Spieth won 11 times through the 2017 Open at Royal Birkdale, then not again until the Valero Texas Open the week prior to the Masters in 2021. He won last year’s RBC Heritage a week after the Masters and since has not added to his 13 PGA Tour victories.

He’s had some success this year, with four top-20 finishes, including a tie for fourth at the Arnold Palmer Invitational and a tie for sixth at the WM Phoenix Open. But he’s also missed the cut at the Sony Open and the Genesis Invitational. Last week, he tied for 19th at the Players Championship.

“It’s always a fine line," Spieth said. “It's a fine line between PGA Tour professionals and Korn Ferry Tour or top college and then fine line between top amateur play. It's little things. It's always just in the margins.

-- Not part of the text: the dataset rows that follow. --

PR #885, opened 2025-10-14
feat(transcription): implement persistent model manager for Parakeet

braden-w:
This implements a persistent model manager that keeps the Parakeet transcription model loaded in memory between transcription calls, resulting in significant performance improvements for typical usage patterns where users perform multiple transcriptions in a session.

The current implementation loads the Parakeet model from disk for every transcription request, taking approximately 1.5 seconds for model loading plus 0.3 seconds for the actual transcription. This means every transcription takes about 1.8 seconds total, with most of that time spent on redundant model loading.

The persistent model manager solves this by loading the model once and reusing it for subsequent transcriptions. After the initial load, transcriptions complete in just 0.3 seconds, providing a 5x speedup. The model automatically unloads after 5 minutes of inactivity to prevent unnecessary memory usage.

This change uses Tauri's state management to maintain a single ModelManager instance across the application lifecycle. The ModelManager uses Arc and Mutex for thread-safe access to the loaded model, ensuring that concurrent transcription requests are handled safely. The implementation intelligently handles model switching by unloading the current model when a different model path is requested.

From a memory perspective, the loaded model adds approximately 500MB of RAM usage. The 5-minute idle timeout provides a good balance between keeping the model available for active users while freeing memory when the feature is not in use. Users performing multiple transcriptions within a few minutes will see dramatic performance improvements without any manual configuration needed.

### DIFF
--- a/apps/whispering/src-tauri/src/lib.rs
+++ b/apps/whispering/src-tauri/src/lib.rs
@@ -9,7 +9,7 @@ use recorder::commands::{
 };
 
 pub mod transcription;
-use transcription::{transcribe_audio_whisper, transcribe_audio_parakeet};
+use transcription::{transcribe_audio_whisper, transcribe_audio_parakeet, ModelManager};
 
 pub mod windows_path;
 use windows_path::fix_windows_path;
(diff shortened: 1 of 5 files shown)


ljbred08:
Thank you so much! This is a massive improvement and makes Parakeet actually usable (I wondered why I wasn't getting the speeds I've seen in my own parakeet tests!)

PR #896, opened 2025-10-17
fix(ffmpeg): prevent race condition on Windows with file verification

ghul0:
This adds file verification after writing temporary files to force Windows OS buffer flushing, preventing race conditions where FFmpeg attempts to read files before they're fully written to disk.


braden-w:
LGTM! Thank you :)

Issue #815, opened 2025-09-21
Command prompt flashes on every recording with Parakeet


rho-cassiopeiae:
### Bug:
Every time I record using Parakeet, command prompt flashes for an instant . Transcription works fine, but the flickering is annoying.

### Platform

Windows

### Affected Component

Transcription

### Whispering Version

v7.5.0

### Severity

Minor (cosmetic issue or minor inconvenience)

### Checklist

- [x] I have searched existing issues to ensure this hasn't been reported
- [x] I have included all relevant information above

VijayPL:
Thank you for the report. I'll let the dev team know about this.

jakub-wojciech:
For me, the window I was in loses focus. I need to click on it again for the text to be pasted. This makes "parakeet" not usable.
I am on Windows 11.

Leftium:
There is another [report](https://discord.com/channels/1391098486178582549/1404933147812040796/1419985358728200255) (from Discord) that indicates this may be related to when Whispering calls an external binary (like FFmpeg) via the shell.

**Screen shot from user:**

<img width="1225" height="607" alt="Image" src="https://github.com/user-attachments/assets/d97ab79b-6520-4948-ad07-b94f75c98441" />

PR #909, opened 2025-10-22
fix(windows,transcription): prevent FFmpeg console window flash

brummelte:
## Summary

  Prevents the brief Windows console window flash when local transcription engines run FFmpeg during audio
  conversion.

  ## Context

  Local engines (whispercpp and parakeet) share a Rust converter that uses FFmpeg for compressed inputs. On Windows, that FFmpeg process was spawned without console-hiding flags, causing a momentary console window.

  ## What Changed

  - Apply Windows-only CREATE_NO_WINDOW when spawning FFmpeg.
  - Refactor to use a mutable Command before .output() so the flag can be set.

  ## Scope

  - Affects only local engines: whispercpp, parakeet (both use convert_audio_for_whisper).
  - Platform-specific: Windows only.
  - No API/signature changes; behavior is unchanged aside from hiding the flash.

## References

References #815
References #899

@braden-w

### DIFF
--- a/apps/whispering/src-tauri/src/transcription/mod.rs
+++ b/apps/whispering/src-tauri/src/transcription/mod.rs
@@ -4,6 +4,8 @@ mod model_manager;
 use error::TranscriptionError;
 pub use model_manager::ModelManager;
 use std::path::PathBuf;
+#[cfg(target_os = "windows")]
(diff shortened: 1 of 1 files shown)


braden-w:
Thank you! LGTM :)

PR #979, opened 2025-11-11
feat: add window state persistence

vishesh-sachan:
## Summary
Adds automatic window state persistence to remember window size and position across app restarts.

## Type of Change

- [x] `feat`: New feature

## Related Issue

Closes #878 

## Changes Made

- Added `tauri-plugin-window-state` v2.4.0 dependency
- Registered window-state plugin in Rust backend
- Window size, position, and state (maximized/minimized) now persist automatically

The plugin uses Tauri v2's default permission system - all window-state operations are enabled by default with no additional configuration needed. State is saved automatically on window changes and restored on app launch.

## Testing

1. Resize/move the window
2. Close the app
3. Reopen - window should restore to previous size and position

### Desktop App Testing
- [x] Tested on macOS
- [ ] Tested on Windows
- [ ] Tested on Linux

### DIFF
--- a/apps/whispering/src-tauri/Cargo.lock
+++ b/apps/whispering/src-tauri/Cargo.lock
@@ -5473,6 +5473,21 @@ dependencies = [
 ]
 
 [[package]]
+name = "tauri-plugin-window-state"
+version = "2.4.0"
+source = "registry+https://github.com/rust-lang/crates.io-index"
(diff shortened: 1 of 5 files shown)


Leftium:
I often intentionally close Whispering and re-open it to get it back to the the "default" size. So a way to do this would be appreciated. Perhaps another button like the "minimize" button.

PR #984, opened 2025-11-13
feat(whispering:transformations): add custom OpenAI-compatible provider

thurstonsand:
Adds support for custom OpenAI-compatible endpoints in transformation steps. Users can now point to Ollama, LM Studio, vLLM, reverse proxies, or any `/v1` compatible endpoint without waiting for dedicated integrations.

While implementing this, I consolidated the OpenAI and OpenRouter services which were basically the same thing except with different base urls. They now use a shared `openai-compatible.ts` factory.

Should address #692, #837, #821

### New Custom Provider

- Configure any OpenAI-compatible endpoint with optional API key
- Global settings + per-step base URL overrides

### Refactored Services

- `openai-compatible.ts`: Factory for OpenAI-compatible services with configurable error messages, headers, and status overrides
- `openai.ts` and `openrouter.ts`: Refactored to use the factory
- `custom.ts`: New service for custom endpoints

### UI

- `CustomEndpointInput.svelte` for Settings → API Keys
- Transformation editor integration with per-step configuration

## Configuration

Set default endpoint in Settings → API Keys → Custom API Endpoint. Override per-step if needed.

Example: `http://localhost:11434/v1` with model `gemma3:latest` or `mistral:latest`

## Screenshots

Screenshots taken in the transformations modal, after configuring each provider, and successfully transforming some text given a basic prompt.

### openai still works
Screenshot 2025-11-12 at 21 22 56

### openrouter still works
Screenshot 2025-11-12 at 21 22 06

### new custom endpoint works
Screenshot 2025-11-12 at 21 19 31


braden-w:
Hey @thurstonsand, thank you for this excellent PR! The custom endpoint feature is working great.

I did some follow-up refactoring in #998 to consolidate the factory pattern across all OpenAI-compatible services. The refactoring eliminates the wrapper pattern and moves provider-specific logic (like baseUrl resolution and validation) into factory config functions. This makes it much easier to add new OpenAI-compatible providers in the future.

Would love your thoughts on the approach if you get a chance to review!

PR #791, opened 2025-09-15
feat: migrate to transcribe-rs for Local Transcription

braden-w:
# Migrate to transcribe-rs for Local Transcription

## Summary
This PR migrates our local transcription from using whisper-rs directly to using the more flexible transcribe-rs library, fixing GPU issues and simplifying our architecture.

## Changes
- **Replaced whisper-rs with transcribe-rs** - Now using @cjpais's unified transcription library
- **Simplified dependencies** - Removed platform-specific Metal/Vulkan feature flags
- **Improved UI feedback** - Temperature and prompt fields now clearly indicate when they're not supported for local models
- **Added acknowledgments** - Properly credited the amazing open-source projects powering our local transcription

## Technical Details
- transcribe-rs provides a unified API over multiple speech-to-text engines (Whisper and Parakeet)
- Temperature and initial prompt parameters are not available in transcribe-rs (these are Whisper-specific features that don't translate to other engines like Parakeet)
- UI gracefully handles this by disabling these fields for local models while keeping them enabled for cloud providers

## Benefits
- Cleaner, more maintainable codebase
- Future-ready for adding Parakeet or other local engines
- Automatic GPU acceleration handled by the library
- Consistent API across different transcription engines

## Acknowledgments
Special thanks to @cjpais for creating transcribe-rs and Handy, which made this migration possible and solved our GPU issues elegantly.

Fixes GPU-related issues with local transcription.

PR #1006, opened 2025-11-27
fix(windows): bundle vulkan-1.dll to fix startup crash

braden-w:
Windows users without the Vulkan runtime installed were experiencing "vulkan-1.dll not found" errors that prevented the app from starting. This affected Windows 10 systems, machines without dedicated GPUs, virtual machines, and clean Windows installations.

The root cause: our migration to transcribe-rs (PR #791) introduced a hard dependency on Vulkan through whisper-rs. Windows checks all DLLs in the import table at process startup, so the app fails immediately before any code runs.

The fix bundles vulkan-1.dll from the Vulkan SDK during CI builds. Since Tauri's `bundle.resources` places files in a `resources/` subdirectory rather than next to the executable, I added NSIS installer hooks that move the DLL to the correct location after installation. Once the DLL is present, whisper.cpp's GGML backend gracefully falls back to CPU transcription on systems without GPU/Vulkan drivers.

Note: This fix works for NSIS installers (the default). MSI installers don't support the same hook mechanism, but NSIS is the primary distribution method.

Fixes #829, fixes #840

### DIFF
--- a/.github/workflows/pr-preview-builds.yml
+++ b/.github/workflows/pr-preview-builds.yml
@@ -94,6 +94,18 @@ jobs:
           version: 1.4.309.0
           cache: true
 
+      # Bundle Vulkan DLL for Windows users without Vulkan runtime
+      - name: Bundle Vulkan DLL (Windows)
+        if: matrix.platform == 'windows-latest'
+        shell: pwsh
+        run: |
+          $vulkanDll = "$env:VULKAN_SDK\Bin\vulkan-1.dll"
+          $destination = "apps/whispering/src-tauri/vulkan-1.dll"
+          Write-Host "Copying Vulkan DLL from: $vulkanDll"
+          Write-Host "Copying Vulkan DLL to: $destination"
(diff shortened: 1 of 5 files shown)


braden-w:
Closing this PR as superseded by #1181 and #1182.

The underlying problem (vulkan-1.dll dependency on Windows) has been addressed by a different approach: disabling whisper-cpp on Windows entirely. This was necessary because of fundamental MSVC runtime conflicts between `whisper-rs-sys` (MD_DynamicRelease) and `tokenizers/esaxx-rs` (MT_StaticRelease).

**Current Windows local transcription options:**
- ✅ Parakeet (available)
- ❌ Whisper.cpp (disabled due to CRT conflicts)
- ❌ Moonshine (disabled due to CRT conflicts)

This is a temporary limitation while we work on resolving the cross-compilation issues with these local transcription libraries. See #1181 and #1182 for full context.

Fixes #829, Fixes #840

PR #1042, opened 2025-11-29
refactor: rename transcribedText field to transcript

braden-w:
This renames the Recording type's `transcribedText` field to `transcript` throughout the data layer. The UI layer (labels, component names, dialog titles) had already been updated, but the underlying data field still used the old name. This creates consistency between the user-facing terminology and the codebase internals.

The change touches 12 files across type definitions, serialization logic, query layer mutations, and component property accesses. Because this is a breaking change to the Recording type, all updates needed to happen atomically.

Key areas updated:
- Type definition in `models/recordings.ts`
- Markdown serialization/deserialization in `file-system.ts` (frontmatter + body pattern)
- Query layer files (`transcription.ts`, `actions.ts`, `transformer.ts`)
- All Svelte components that access the field
- View transition `propertyName` identifiers
- Table column `accessorKey` configurations

Note: README documentation files contain example code snippets that still reference `transcribedText`. These are illustrative examples and updating them is optional since they don't affect runtime behavior.

### DIFF
--- a/apps/whispering/src/lib/components/MigrationDialog.svelte
+++ b/apps/whispering/src/lib/components/MigrationDialog.svelte
@@ -79,7 +79,7 @@
 				'This is a medium-length recording with a bit more content to transcribe and process.',
 				`This is a longer recording transcript. It contains multiple sentences and paragraphs of content. ${Array(10).fill('Lorem ipsum dolor sit amet, consectetur adipiscing elit.').join(' ')}`,
 			];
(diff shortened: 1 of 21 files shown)


braden-w:
Closing this as absorbed by newer work.

Live Whispering schema stores `transcript` already. Remaining `transcribedText` hits in current source are local variable names around transcription results, not persisted row fields. No PR work is left here.

Reference: `apps/whispering/src/lib/workspace/definition.ts`.

PR #1046, opened 2025-11-29
feat: add option to simulate Enter keystroke after transcription

braden-w:
This adds a new setting that allows users to automatically press Enter after transcription or transformation text is pasted at the cursor. This is useful for chat applications like Slack, Discord, or iMessage where pressing Enter submits the message.

The implementation uses the `enigo` crate (already used for paste simulation) with `Key::Return` and `Direction::Click`, which DeepWiki confirmed is the idiomatic approach. The feature is desktop-only since browsers cannot simulate keystrokes for security reasons.

The setting only appears in the UI when the parent "paste at cursor" setting is enabled, and is gated behind `window.__TAURI_INTERNALS__` so web users don't see an option they can't use.

Closes #720


piknockyou:
Many thanks!

PR #1234, opened 2026-01-10
Fix: Debounce system prompt saves to prevent toast spam

### LINKED ISSUE #1214: System prompt success notification on each keystroke
### Bug:

When changing the system prompt, every keystroke gets saved and you see a new toast notification for it.

### Expected behavior:

I expect to see a notification when I finish typing the entire thing rather than at each keystroke.

### Steps to reproduce:
1. Go to the settings page.
2. Go to the system prompt section.
3. Start typing anything.

### Additional context:

Image

### Platform

Mac OS

### Affected Component

UI-App (desktop interface)

### Whispering Version

v7.11.0

### Severity

Minor (cosmetic issue or minor inconvenience)

### Discord Link

_No response_

### Checklist

- [x] I have searched existing issues to ensure this hasn't been reported
- [x] I have included all relevant information above

vishesh-sachan:
### Problem
Editing the System Prompt in transcription settings triggered a save on **every keystroke**, resulting in constant toast notifications and a poor user experience.

### Solution
Implemented **debouncing** for the save action:

- Added a reusable debounce utility via `@epicenter/svelte-utils`
  - Svelte 5–compatible
  - Simple API + cleanup method for proper teardown
- Applied debounce to the System Prompt field
  - Local state manages textarea value
  - Save is delayed **500ms after the last keystroke**
  - Cleanup is handled on component destroy

### Result
Users can type freely without toast spam. A single toast is shown only after typing stops for ~500ms.

---

## Type of Change

- [x] `fix`: Bug fix

---

## Related Issue

Closes #1214 

---

## Testing Instructions

1. Navigate to **Settings → Transcription**
2. Edit the **System Prompt** field
3. Confirm that:
   - Only one toast appears after you stop typing
   - No toasts are shown on every keystroke

---

## Screenshots / Recordings

https://github.com/user-attachments/assets/78178bde-6831-4d88-a3dd-5572947d96c9

### DIFF
--- a/apps/whispering/src/routes/(app)/(config)/settings/transcription/+page.svelte
+++ b/apps/whispering/src/routes/(app)/(config)/settings/transcription/+page.svelte
@@ -34,6 +34,8 @@
 	import * as Select from '@epicenter/ui/select';
 	import { Textarea } from '@epicenter/ui/textarea';
 	import { hasNavigatorLocalTranscriptionIssue } from '$routes/(app)/_layout-utils/check-ffmpeg';
+	import { debounce } from '@epicenter/svelte-utils';
+	import { onDestroy } from 'svelte';
 
 	const { data } = $props();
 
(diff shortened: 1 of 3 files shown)


Leftium:
Is there a reason for the system prompt to be saved every keystroke?
- I think it would be better UX if the dialog only saved a single time: after the user finished editing the prompt.
- We can assume the user finished editing the prompt when the input loses focus.

Also note a similar issue results when typing in any other text field, like:
- Custom Options
- API Key
- Recording > Advanced Options > Global Options
- etc..

Leftium:
Actually, just binding all the inputs to the `onchange` event would be a better solution.

It seems the notifications are being spammed because the inputs are ~~bound to an event like `oninput` or `keydown`~~

Ah.. the inputs have Svelte reactive bindings. We can still switch these to just call the save action on the `onchange` event.

`onchange` vs `oninput` explained: https://ahmetustun.medium.com/understanding-the-difference-between-oninput-and-onchange-c7f2c1e0e728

“But Scottie's got an 'it' factor. He's got an ability to get out of trouble when he's in it. He's got incredible athleticism. He's always had that. But now he's kind of got that kind of confidence like, 'hey, I'm just going to play the patient game today. Someone else is going to make a mistake. I'm going to play the course the way it's supposed to be played.'

“And when you start winning and you kind of get that feeling of house money, it's a little bit easier to just be O.K. with that, that kind of freedom that comes with that. You would imagine like maybe someone like myself should just feel that way, but if you're not doing it consistently, you lose a little bit of that, and you got to kind of just force your way up there in order to feel it again."